Materials and methods
From September 2000 to September 2010, a total of 162 patients with 191 dysplastic hips between 1.5 and 6 years old were managed with this high-level Dega osteotomy. From each patient’s record, clinical status was retrospectively assessed using modified McKay criteria; radiological evaluations were assessed according to the modified Severin classification, the mean acetabular index (AI), Sharp angle and center-edge (CE) angle. Any occurrence of complications was recorded postoperatively.
Results
The average age at surgery was 3.6 years (range 1.5 to 6.0), mean duration of follow-up 11.3 years (range 5.0 to 16.9). The latest follow-up fineness (favorable and good) rate in clinical and radiological evaluations was 92.7 % and 91.1 % respectively.
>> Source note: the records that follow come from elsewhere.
PR #14537, opened 2023-04-05
[Do Not Merge] Set no ecn marking for backplane ports

zhixzhu:
#### Why I did it
One option of ECN marking solution on Cisco T2 product, disable ECN marking on backplane ports, only do ECN marking on the chassis egress ports.

#### How I did it
Apply a different WRED profile to backplane ports.

#### How to verify it
Generate the qos config with the new qos template.

- [ ] 201811
- [ ] 201911
- [ ] 202006
- [ ] 202012
- [ ] 202106
- [ ] 202111
- [x] 202205
--> 202205 branch is used for T2.
- [ ] 202211

### DIFF
--- a/files/build_templates/qos_config.j2
+++ b/files/build_templates/qos_config.j2
@@ -49,6 +49,11 @@
 
 {%- set require_global_dscp_to_tc_map = true -%}
 
+{%- set vars = {'backplane_port_exist': false} %}
+{% for port in PORT_ACTIVE if port.startswith('Ethernet-BP')%}
+{% if vars.update({'backplane_port_exist': true}) %} {% endif %}
+{% endfor %}
+
 {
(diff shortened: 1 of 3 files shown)


files/build_templates/qos_config.j2
```diff
@@ -49,6 +49,11 @@
 
 {%- set require_global_dscp_to_tc_map = true -%}
 
+{%- set vars = {'backplane_port_exist': false} %}
+{% for port in PORT_ACTIVE if port.startswith('Ethernet-BP')%}
```
neethajohn, line 53: There are other multi-asic platforms with port names starting with 'Ethernet-BP' and this change could affect those

zhixzhu: Added a flag backplane_port_no_ecn_marking for it.

PR #18684, opened 2024-04-15
[Mellanox] add rshim package to mellanox image

Yakiv-Huryk:
#### Why I did it
To add rshim (BlueField Rshim Host Driver) package to the mellanox image.

##### Work item tracking

#### How I did it
* Added rshim.mk to the Mellanox platform.
* Disabled rshim.service in sonic_debian_extension.j2

#### How to verify it
Build sonic-mellanox.bin

- [ ] 201811
- [ ] 201911
- [ ] 202006
- [ ] 202012
- [ ] 202106
- [ ] 202111
- [ ] 202205
- [ ] 202211
- [ ] 202305

- [ ] 
- [ ]


files/build_templates/sonic_debian_extension.j2
```diff
@@ -1028,6 +1028,8 @@ sudo LANG=C chroot $FILESYSTEM_ROOT systemctl enable nv-syncd-shared
 
 # Install minicom package
 sudo LANG=C DEBIAN_FRONTEND=noninteractive chroot $FILESYSTEM_ROOT apt-get -y install minicom
+
+sudo LANG=C chroot $FILESYSTEM_ROOT systemctl disable rshim.service
```
keboliu, line 1032: Is it possible to have the service disabled by default when building it? I mean this line is not needed on other vendor's images, right?

sonic-slave-bookworm/Dockerfile.j2
```diff
@@ -417,6 +417,9 @@ RUN apt-get update && apt-get install -y \
 # For audisp-tacplus
         libauparse-dev \
         auditd \
+# For nvidia
```
keboliu, line 420: Is it possible to only have them installed on our platform?

files/build_templates/sonic_debian_extension.j2
Yakiv-Huryk: I'm not aware of the way to build disabled by default. Since we build/install it only for Mellanox, this line is only needed for Mellanox.

sonic-slave-bookworm/Dockerfile.j2
Yakiv-Huryk: The slave docker is not platform-specific. In this "apt-get install" we install the packages for all the platforms.

keboliu (approved):

files/build_templates/sonic_debian_extension.j2
prgeor: @Yakiv-Huryk why is this line of change needed? seems this service will only be needed for Mellanox so why do we need to explicity disable?

saiarcot895: @Yakiv-Huryk If `--no-enable` is passed into `dh_installsystemd` when the deb package is built, then it will get installed as disabled by default, and won't get automatically enabled.

saiarcot895 (approved):

liat-grozovik (approved):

There was a marked trend toward normalization of radiographic indices during the follow-up period: the mean AI changed from 38.0° to 20.8°, the mean Sharp’s angle decreased from 59.9° to 39.2°, and the mean CE angle increased from −10.7° to 29.4°, preoperatively and at the latest follow-up respectively. No major complications were recorded during follow-up.
Conclusion
The high osteotomy cut Dega procedure for patients between 1.5 and 6 years of age was found to be sufficient for improving clinical and radiographic outcomes and inducing little morbidity and few complications for late-detected pediatric walking DDH patients.